Collected data entries:
────────────────────
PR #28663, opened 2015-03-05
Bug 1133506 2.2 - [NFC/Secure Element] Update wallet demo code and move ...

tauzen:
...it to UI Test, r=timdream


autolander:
────────────────────
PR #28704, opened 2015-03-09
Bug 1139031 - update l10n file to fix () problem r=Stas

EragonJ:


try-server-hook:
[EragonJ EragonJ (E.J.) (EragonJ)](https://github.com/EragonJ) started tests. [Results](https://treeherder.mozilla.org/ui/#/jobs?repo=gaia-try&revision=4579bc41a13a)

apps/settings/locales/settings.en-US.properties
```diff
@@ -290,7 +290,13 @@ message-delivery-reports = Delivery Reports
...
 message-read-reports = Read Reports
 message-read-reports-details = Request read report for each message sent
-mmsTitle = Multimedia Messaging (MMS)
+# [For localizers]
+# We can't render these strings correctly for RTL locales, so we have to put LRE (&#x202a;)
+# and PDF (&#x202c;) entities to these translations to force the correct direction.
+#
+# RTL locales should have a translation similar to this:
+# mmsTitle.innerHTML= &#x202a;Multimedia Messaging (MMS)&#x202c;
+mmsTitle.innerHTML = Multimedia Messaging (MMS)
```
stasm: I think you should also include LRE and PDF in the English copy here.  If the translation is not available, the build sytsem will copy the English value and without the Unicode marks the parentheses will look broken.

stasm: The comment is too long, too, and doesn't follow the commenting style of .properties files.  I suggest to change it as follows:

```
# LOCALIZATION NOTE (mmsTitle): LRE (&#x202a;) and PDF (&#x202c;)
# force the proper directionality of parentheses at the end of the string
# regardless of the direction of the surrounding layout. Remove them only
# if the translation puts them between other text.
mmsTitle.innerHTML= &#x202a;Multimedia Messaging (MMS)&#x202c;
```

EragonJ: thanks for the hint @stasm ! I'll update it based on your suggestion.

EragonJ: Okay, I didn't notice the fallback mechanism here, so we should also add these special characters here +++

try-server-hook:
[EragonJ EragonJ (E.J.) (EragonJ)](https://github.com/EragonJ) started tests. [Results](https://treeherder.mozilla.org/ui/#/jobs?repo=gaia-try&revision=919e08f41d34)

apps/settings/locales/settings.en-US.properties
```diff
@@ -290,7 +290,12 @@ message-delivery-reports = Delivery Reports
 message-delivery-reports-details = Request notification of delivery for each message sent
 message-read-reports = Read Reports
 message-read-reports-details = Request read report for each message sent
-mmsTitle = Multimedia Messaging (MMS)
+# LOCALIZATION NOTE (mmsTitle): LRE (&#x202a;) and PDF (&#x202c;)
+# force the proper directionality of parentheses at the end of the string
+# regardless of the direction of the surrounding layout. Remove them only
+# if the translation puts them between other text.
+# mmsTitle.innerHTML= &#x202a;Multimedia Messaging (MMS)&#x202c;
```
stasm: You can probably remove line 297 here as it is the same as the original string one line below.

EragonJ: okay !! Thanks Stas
────────────────────
• _Work to complete_
What lines in the data above contain the word "other"? Show them all.

• _Problem solution_
# if the translation puts them between other text.
+# if the translation puts them between other text.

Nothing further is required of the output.